Task prompt - Below are the records; count the lines that include the string "history" and give only that number.

Available data -
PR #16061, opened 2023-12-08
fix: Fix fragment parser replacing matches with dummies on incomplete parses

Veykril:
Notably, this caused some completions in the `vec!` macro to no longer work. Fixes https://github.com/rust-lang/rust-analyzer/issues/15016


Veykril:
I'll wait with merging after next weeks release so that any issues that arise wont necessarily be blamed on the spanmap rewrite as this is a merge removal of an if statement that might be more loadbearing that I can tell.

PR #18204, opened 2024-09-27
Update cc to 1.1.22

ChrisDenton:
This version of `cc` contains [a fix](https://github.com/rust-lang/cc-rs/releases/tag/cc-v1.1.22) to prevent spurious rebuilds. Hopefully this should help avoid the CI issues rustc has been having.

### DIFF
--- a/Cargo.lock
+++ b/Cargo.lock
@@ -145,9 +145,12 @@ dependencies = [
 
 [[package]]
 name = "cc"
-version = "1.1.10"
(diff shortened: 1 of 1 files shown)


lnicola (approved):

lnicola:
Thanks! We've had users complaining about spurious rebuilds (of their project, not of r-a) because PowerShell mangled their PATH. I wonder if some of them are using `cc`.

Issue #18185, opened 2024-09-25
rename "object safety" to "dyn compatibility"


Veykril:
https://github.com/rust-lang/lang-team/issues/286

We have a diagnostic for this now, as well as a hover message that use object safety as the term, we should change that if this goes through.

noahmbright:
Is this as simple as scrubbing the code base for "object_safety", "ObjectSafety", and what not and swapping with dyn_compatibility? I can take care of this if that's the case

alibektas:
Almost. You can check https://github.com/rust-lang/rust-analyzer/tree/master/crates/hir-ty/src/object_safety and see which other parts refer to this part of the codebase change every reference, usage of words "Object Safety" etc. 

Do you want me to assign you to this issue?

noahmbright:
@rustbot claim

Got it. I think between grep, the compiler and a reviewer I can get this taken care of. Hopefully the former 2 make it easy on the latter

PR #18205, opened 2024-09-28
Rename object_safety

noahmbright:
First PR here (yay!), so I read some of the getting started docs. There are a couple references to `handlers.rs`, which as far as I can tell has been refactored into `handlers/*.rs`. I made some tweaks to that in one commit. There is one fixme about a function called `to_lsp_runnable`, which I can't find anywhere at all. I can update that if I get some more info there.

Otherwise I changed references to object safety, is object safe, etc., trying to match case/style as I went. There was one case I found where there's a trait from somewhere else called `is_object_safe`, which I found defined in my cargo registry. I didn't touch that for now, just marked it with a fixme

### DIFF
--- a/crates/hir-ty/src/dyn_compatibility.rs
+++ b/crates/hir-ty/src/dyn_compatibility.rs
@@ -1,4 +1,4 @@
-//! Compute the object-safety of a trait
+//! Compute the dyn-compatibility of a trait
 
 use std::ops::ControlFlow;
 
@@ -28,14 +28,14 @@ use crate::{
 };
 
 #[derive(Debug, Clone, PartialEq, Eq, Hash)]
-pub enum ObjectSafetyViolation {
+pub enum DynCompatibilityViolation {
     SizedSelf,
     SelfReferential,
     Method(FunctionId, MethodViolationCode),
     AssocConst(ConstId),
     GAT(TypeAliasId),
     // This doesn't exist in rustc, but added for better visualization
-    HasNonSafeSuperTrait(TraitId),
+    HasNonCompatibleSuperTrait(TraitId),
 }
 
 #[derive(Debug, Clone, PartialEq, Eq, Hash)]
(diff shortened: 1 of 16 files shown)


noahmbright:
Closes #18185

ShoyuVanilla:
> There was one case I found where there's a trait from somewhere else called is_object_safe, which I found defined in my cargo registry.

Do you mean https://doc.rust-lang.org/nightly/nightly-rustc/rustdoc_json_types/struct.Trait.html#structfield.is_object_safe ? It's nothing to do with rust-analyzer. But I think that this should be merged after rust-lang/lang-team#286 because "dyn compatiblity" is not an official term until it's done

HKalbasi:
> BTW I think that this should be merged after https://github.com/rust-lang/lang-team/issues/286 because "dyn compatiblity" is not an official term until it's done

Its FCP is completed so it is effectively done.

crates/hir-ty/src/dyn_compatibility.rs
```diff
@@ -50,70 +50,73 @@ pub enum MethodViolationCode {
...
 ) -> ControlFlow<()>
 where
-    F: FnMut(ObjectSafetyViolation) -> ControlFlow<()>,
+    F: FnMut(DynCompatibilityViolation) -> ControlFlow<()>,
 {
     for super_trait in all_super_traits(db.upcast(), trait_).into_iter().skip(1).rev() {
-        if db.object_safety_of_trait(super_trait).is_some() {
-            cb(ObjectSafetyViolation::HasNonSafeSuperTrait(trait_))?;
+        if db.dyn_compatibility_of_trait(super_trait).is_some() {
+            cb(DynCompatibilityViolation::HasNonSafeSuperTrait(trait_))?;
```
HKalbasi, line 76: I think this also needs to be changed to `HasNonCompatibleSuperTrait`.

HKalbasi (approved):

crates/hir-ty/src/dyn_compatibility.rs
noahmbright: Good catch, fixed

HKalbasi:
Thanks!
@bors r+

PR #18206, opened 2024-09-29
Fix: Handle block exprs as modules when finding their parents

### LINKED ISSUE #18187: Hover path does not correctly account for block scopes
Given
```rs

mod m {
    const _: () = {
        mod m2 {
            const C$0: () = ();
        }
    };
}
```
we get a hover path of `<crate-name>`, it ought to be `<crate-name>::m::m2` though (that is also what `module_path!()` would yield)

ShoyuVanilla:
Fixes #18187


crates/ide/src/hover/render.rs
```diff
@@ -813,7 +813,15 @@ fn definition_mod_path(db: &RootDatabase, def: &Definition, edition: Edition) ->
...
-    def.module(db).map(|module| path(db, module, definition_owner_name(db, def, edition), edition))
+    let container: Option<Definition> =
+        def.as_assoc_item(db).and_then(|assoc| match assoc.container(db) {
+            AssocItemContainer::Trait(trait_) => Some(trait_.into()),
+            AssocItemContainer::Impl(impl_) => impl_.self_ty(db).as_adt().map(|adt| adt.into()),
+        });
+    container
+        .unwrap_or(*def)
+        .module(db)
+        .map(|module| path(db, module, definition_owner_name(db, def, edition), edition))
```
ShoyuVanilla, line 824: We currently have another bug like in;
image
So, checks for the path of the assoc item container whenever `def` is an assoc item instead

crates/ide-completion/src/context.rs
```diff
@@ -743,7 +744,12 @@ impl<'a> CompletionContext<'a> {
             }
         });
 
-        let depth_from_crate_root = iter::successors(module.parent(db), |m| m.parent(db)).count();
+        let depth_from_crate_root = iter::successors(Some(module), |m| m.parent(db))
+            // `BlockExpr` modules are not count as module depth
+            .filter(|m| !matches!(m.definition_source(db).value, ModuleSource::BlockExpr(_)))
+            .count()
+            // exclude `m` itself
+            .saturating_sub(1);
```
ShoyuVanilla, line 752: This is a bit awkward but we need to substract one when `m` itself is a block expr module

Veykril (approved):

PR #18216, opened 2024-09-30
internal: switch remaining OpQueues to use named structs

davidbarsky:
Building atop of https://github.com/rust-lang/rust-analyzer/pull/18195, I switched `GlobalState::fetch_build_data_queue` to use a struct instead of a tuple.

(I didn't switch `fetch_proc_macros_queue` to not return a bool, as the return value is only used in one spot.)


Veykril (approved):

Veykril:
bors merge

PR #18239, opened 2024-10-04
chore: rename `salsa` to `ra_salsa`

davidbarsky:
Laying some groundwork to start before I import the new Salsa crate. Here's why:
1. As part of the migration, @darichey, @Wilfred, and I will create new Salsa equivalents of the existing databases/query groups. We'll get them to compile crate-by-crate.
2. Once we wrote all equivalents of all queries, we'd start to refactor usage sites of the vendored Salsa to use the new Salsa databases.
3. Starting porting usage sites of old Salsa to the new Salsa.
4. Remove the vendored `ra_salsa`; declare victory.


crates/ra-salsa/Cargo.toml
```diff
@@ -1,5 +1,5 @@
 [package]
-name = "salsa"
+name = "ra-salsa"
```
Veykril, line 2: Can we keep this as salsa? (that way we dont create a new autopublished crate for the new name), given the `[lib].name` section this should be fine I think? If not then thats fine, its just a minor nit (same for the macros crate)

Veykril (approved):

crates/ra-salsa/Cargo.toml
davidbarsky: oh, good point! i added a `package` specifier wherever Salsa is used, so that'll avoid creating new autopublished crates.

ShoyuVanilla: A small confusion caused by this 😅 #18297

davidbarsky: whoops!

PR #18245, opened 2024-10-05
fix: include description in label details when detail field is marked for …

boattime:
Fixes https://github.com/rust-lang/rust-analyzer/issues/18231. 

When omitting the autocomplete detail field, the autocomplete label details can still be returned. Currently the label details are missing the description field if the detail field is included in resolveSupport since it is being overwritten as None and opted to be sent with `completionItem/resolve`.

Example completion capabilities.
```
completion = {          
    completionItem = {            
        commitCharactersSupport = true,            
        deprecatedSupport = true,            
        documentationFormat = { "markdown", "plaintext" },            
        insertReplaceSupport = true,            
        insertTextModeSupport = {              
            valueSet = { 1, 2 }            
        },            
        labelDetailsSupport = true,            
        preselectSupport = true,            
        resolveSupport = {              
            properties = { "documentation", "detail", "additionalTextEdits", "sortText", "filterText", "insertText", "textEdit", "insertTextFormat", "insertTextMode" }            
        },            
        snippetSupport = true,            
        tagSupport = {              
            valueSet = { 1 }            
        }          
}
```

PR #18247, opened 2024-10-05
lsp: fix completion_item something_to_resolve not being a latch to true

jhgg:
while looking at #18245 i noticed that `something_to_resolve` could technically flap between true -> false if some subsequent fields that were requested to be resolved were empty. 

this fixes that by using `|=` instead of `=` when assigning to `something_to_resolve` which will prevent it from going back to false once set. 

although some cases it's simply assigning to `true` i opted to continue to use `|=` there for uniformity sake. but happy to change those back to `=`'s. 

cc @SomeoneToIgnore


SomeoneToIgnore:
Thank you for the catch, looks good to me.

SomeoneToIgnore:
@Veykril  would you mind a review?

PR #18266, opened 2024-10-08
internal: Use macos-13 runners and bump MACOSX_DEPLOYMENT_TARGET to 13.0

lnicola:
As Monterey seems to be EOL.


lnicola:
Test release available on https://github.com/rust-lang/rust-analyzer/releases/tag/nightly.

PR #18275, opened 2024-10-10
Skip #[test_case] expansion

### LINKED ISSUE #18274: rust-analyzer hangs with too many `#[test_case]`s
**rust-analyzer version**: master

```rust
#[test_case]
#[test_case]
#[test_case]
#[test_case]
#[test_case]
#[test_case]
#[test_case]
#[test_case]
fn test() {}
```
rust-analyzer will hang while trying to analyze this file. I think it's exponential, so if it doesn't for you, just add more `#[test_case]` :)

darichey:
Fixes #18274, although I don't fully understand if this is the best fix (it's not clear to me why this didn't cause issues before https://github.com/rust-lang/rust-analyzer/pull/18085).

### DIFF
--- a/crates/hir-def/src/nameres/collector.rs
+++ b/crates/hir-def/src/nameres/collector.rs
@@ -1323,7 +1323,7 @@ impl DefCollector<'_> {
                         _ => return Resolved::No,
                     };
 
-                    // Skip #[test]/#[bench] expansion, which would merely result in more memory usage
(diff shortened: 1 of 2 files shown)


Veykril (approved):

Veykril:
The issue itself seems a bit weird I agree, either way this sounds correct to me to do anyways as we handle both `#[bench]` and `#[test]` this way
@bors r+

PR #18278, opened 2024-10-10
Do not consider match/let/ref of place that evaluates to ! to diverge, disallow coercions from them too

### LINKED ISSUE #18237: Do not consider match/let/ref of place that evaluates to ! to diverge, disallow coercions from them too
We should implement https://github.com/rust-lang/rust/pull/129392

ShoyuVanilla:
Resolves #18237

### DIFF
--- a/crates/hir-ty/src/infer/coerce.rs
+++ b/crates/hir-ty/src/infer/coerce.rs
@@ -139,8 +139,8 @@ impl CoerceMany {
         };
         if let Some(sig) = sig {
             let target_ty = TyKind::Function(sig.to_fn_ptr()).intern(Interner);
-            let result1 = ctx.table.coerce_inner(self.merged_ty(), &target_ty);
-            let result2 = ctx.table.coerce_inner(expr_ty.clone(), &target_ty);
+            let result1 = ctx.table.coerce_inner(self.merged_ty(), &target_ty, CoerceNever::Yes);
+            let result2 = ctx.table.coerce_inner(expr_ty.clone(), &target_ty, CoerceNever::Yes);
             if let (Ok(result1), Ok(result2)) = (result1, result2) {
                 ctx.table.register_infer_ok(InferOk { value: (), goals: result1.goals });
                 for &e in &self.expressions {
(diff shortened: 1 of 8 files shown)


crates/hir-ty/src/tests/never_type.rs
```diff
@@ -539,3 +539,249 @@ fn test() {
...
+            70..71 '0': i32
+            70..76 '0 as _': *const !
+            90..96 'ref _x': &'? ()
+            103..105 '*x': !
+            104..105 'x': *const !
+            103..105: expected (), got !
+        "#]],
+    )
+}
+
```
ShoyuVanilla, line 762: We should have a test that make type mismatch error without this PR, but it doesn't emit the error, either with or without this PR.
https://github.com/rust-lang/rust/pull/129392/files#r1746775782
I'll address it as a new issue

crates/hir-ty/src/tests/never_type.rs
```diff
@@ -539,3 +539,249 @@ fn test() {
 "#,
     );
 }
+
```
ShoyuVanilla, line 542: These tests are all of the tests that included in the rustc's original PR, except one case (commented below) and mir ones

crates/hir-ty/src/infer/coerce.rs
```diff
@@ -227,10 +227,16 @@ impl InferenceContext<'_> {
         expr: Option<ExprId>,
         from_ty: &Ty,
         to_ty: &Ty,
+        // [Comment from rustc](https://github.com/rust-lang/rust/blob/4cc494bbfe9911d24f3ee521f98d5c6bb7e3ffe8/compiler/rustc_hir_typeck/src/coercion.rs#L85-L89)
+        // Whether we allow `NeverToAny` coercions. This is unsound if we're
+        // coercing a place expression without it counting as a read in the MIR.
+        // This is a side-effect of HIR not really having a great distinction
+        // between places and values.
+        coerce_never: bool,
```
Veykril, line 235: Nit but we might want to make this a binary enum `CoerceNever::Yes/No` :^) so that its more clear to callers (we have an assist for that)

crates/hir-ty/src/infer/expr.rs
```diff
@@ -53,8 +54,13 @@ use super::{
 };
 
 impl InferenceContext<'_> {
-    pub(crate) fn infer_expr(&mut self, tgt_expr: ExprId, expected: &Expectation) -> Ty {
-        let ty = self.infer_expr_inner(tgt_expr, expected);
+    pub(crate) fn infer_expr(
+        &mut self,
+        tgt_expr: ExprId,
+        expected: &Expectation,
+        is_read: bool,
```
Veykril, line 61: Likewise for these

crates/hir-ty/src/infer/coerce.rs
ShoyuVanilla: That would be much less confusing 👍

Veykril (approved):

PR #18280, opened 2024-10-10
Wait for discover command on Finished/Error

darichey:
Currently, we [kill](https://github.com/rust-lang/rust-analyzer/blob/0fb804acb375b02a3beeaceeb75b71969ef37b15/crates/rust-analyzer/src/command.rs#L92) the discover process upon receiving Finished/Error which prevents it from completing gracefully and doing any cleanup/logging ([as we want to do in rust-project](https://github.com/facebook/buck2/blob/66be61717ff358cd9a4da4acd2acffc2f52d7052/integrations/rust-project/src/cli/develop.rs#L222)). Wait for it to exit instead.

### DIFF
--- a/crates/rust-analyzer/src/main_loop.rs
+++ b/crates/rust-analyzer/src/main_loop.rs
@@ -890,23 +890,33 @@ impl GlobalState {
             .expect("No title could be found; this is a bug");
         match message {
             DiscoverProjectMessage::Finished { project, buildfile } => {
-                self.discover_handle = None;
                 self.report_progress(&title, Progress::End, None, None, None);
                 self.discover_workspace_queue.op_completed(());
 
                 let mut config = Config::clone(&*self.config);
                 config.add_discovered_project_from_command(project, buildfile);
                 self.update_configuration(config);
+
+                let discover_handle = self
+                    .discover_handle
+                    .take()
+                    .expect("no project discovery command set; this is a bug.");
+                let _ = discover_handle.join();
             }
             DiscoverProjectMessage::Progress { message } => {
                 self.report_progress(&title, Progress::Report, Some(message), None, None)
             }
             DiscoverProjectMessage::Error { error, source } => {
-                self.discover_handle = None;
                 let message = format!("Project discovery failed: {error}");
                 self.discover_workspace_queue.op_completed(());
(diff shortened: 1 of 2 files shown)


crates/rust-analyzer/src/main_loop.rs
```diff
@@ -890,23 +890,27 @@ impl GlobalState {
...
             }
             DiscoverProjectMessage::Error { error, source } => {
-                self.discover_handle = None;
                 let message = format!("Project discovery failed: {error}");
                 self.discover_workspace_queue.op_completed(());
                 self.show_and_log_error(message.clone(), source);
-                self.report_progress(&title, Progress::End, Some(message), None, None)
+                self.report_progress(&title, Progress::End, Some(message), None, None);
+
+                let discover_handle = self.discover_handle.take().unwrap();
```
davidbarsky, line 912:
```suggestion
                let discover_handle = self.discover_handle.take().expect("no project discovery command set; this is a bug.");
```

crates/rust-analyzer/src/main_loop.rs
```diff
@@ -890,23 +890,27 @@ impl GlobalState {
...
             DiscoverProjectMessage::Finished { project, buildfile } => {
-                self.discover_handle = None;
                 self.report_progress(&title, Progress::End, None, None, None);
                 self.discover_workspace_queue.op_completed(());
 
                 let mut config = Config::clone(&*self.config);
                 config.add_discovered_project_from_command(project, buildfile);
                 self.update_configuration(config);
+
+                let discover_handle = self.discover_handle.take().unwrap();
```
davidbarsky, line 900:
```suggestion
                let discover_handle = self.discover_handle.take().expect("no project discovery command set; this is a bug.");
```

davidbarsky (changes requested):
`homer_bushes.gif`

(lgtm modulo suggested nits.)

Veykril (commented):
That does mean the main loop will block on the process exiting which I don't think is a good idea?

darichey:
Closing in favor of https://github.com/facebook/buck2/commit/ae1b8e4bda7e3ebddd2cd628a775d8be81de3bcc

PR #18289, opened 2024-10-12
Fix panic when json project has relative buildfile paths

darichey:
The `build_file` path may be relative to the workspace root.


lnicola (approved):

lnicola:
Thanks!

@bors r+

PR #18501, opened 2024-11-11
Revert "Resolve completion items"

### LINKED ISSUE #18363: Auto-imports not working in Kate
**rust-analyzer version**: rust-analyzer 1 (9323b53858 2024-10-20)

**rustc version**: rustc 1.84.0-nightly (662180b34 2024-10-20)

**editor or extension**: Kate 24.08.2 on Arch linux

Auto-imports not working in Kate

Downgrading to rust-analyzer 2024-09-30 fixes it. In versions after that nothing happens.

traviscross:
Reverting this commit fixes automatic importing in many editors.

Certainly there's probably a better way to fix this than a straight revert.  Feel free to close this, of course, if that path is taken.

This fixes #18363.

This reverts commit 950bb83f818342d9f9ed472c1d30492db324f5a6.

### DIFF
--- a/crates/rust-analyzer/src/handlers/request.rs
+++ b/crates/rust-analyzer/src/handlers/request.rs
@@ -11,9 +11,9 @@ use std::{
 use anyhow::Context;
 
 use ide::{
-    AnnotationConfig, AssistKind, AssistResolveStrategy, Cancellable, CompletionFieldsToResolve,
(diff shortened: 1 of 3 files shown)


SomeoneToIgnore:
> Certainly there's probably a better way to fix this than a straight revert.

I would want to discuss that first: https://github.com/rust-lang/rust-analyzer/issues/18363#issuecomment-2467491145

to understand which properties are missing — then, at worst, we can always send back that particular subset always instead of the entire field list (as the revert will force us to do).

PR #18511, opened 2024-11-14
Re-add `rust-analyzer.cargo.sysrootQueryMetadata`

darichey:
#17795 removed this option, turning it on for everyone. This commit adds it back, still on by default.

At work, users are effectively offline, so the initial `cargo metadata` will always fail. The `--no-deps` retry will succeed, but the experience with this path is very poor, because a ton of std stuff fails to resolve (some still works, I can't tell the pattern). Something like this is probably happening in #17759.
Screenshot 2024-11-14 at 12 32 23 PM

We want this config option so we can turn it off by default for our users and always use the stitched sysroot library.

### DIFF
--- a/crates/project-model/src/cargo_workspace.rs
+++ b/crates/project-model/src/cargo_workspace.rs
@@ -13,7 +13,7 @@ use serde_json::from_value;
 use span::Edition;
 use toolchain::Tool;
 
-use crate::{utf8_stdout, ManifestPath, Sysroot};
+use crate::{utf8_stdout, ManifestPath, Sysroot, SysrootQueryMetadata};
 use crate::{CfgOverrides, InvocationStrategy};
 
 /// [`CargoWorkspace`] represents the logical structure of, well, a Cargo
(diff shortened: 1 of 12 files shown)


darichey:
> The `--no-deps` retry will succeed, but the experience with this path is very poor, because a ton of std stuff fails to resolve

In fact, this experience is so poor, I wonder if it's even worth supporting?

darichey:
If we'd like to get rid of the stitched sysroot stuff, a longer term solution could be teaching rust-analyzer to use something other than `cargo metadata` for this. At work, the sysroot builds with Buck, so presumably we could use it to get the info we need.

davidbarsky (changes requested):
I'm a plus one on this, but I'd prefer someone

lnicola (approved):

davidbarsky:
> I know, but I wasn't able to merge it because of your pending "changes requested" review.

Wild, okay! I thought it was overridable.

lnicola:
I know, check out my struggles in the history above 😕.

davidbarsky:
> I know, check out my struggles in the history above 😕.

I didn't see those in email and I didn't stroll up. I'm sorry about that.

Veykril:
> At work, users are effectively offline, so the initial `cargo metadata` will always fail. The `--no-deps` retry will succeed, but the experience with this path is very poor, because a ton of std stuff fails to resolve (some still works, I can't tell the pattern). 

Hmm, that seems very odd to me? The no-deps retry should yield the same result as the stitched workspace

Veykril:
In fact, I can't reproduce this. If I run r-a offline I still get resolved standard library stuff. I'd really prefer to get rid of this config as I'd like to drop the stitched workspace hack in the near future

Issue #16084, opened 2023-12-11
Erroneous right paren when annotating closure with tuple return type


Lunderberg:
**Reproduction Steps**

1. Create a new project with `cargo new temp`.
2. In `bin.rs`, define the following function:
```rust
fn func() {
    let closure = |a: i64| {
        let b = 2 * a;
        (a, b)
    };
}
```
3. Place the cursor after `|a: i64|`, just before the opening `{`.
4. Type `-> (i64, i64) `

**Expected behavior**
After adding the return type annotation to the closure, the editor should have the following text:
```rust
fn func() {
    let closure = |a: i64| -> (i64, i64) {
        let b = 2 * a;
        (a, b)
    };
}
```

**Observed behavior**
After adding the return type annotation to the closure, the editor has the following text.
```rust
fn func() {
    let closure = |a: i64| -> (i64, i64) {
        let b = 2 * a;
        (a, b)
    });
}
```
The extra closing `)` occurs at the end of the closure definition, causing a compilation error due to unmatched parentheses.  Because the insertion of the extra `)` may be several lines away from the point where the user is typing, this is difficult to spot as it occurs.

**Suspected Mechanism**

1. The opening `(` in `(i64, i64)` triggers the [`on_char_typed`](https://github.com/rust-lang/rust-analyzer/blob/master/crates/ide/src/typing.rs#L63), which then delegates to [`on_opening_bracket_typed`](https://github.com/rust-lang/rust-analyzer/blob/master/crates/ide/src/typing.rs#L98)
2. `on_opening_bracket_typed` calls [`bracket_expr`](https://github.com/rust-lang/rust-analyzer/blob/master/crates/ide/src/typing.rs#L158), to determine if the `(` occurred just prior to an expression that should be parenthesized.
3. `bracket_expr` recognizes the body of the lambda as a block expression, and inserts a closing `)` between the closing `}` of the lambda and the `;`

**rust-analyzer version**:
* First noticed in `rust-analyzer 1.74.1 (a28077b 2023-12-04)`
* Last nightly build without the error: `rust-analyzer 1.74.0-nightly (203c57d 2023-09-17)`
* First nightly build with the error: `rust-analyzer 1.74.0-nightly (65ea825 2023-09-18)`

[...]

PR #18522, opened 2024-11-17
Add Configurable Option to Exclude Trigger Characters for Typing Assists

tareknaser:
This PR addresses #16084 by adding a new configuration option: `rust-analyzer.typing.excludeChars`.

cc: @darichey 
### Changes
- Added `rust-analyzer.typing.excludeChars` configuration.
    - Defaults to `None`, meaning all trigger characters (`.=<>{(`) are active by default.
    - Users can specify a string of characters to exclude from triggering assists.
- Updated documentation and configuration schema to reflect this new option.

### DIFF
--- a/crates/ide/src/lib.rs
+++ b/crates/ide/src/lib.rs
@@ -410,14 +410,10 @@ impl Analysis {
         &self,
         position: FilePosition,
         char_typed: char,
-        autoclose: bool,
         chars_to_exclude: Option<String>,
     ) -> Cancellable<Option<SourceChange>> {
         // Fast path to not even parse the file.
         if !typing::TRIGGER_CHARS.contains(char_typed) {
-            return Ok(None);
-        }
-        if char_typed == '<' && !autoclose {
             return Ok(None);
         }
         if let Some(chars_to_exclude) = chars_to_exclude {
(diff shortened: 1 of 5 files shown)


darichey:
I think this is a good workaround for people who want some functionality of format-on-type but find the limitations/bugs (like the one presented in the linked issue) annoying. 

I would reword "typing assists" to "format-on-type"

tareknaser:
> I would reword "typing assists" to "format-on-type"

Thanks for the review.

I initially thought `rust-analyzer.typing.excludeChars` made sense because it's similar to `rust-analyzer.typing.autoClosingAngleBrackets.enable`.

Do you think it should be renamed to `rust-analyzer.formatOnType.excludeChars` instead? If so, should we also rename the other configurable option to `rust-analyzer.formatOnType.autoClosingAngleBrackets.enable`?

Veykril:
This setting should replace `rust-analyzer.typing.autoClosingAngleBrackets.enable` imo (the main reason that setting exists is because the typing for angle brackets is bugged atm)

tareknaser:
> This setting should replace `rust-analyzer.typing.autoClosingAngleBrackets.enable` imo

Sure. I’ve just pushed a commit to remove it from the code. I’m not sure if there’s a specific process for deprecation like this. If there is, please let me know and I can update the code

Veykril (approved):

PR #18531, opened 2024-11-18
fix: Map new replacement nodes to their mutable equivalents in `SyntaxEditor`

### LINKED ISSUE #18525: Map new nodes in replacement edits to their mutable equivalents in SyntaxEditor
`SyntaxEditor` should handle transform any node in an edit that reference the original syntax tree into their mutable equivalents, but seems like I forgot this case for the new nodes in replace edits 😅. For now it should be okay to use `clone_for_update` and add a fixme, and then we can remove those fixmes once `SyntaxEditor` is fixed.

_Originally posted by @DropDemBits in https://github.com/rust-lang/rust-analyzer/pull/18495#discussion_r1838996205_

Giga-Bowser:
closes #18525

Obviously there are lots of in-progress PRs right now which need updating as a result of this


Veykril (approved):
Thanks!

Reply to the exercise - 2